_Task directions_: Search the material for "simulate" and copy each line in which it is found.

_Records provided_:
PR #1028, opened 2026-08-21
test: Make the mocked run status sequence independent of poll timing

vdusek:
`test_actor_call_redirect_logs_to_default_logger_sync` and its three siblings flake in CI, dropping `('Status: RUNNING, Message: Initial message', 20)` ([example](https://github.com/apify/apify-client-python/actions/runs/32504409582/job/96841227374)).

`StatusResponseGenerator` advanced the status every 5 requests, counted across every caller of the run endpoint — the two setup GETs, the watcher's 1-per-second polls, and `wait_for_finish`'s 4-per-second polling loop. `wait_for_finish` burned the "Initial message" window in roughly half a second, so the watcher's first poll had a ~0.5s margin to land inside it.

Plain requests and `waitForFinish` requests are now answered separately: plain requests walk the status sequence, and `waitForFinish` reports the run finished only once they have walked all of it. The first status covers three plain requests, which is `call`'s two setup GETs plus the watcher's own first poll in any order. With nothing watching there are no plain requests and the run reads as finished immediately, so `call(logger=None)` still returns at once.

Verified by injecting a delay before the watcher's first poll: on master the tests fail from 0.6s upward; with this change the two `call()`-based tests pass at 0.6s, 2s, 5s and 10s. (`test_redirect_status_message_sync` still fails past ~5s, but that is bounded by its own 1s `sleep`, not by the mock.)

*✍️ Drafted by Claude Code*

### DIFF
--- a/tests/unit/test_logging.py
+++ b/tests/unit/test_logging.py
@@ -84,12 +84,23 @@ _EXPECTED_MESSAGES_AND_LEVELS_WITH_STATUS_MESSAGES = (
 
 
 class StatusResponseGenerator:
-    """Generator for actor run status responses to simulate changing status over time."""
+    """Generator for actor run status responses to simulate changing status over time.
+
+    A status watcher polls the plain endpoint once a second while `wait_for_finish` polls it several times a second
+    with `waitForFinish`. Driving one sequence from both would make the messages a watcher observes depend on which
+    poll got there first, so the two are answered separately: plain requests walk the sequence, and `waitForFinish`
+    reports the run finished only once they have walked all of it.
+    """
+
+    _requests_for_first_status = 3
+    """Plain requests answered with the first status before the sequence moves on.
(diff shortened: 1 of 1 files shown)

_Exercise result_:
-    """Generator for actor run status responses to simulate changing status over time."""
+    """Generator for actor run status responses to simulate changing status over time.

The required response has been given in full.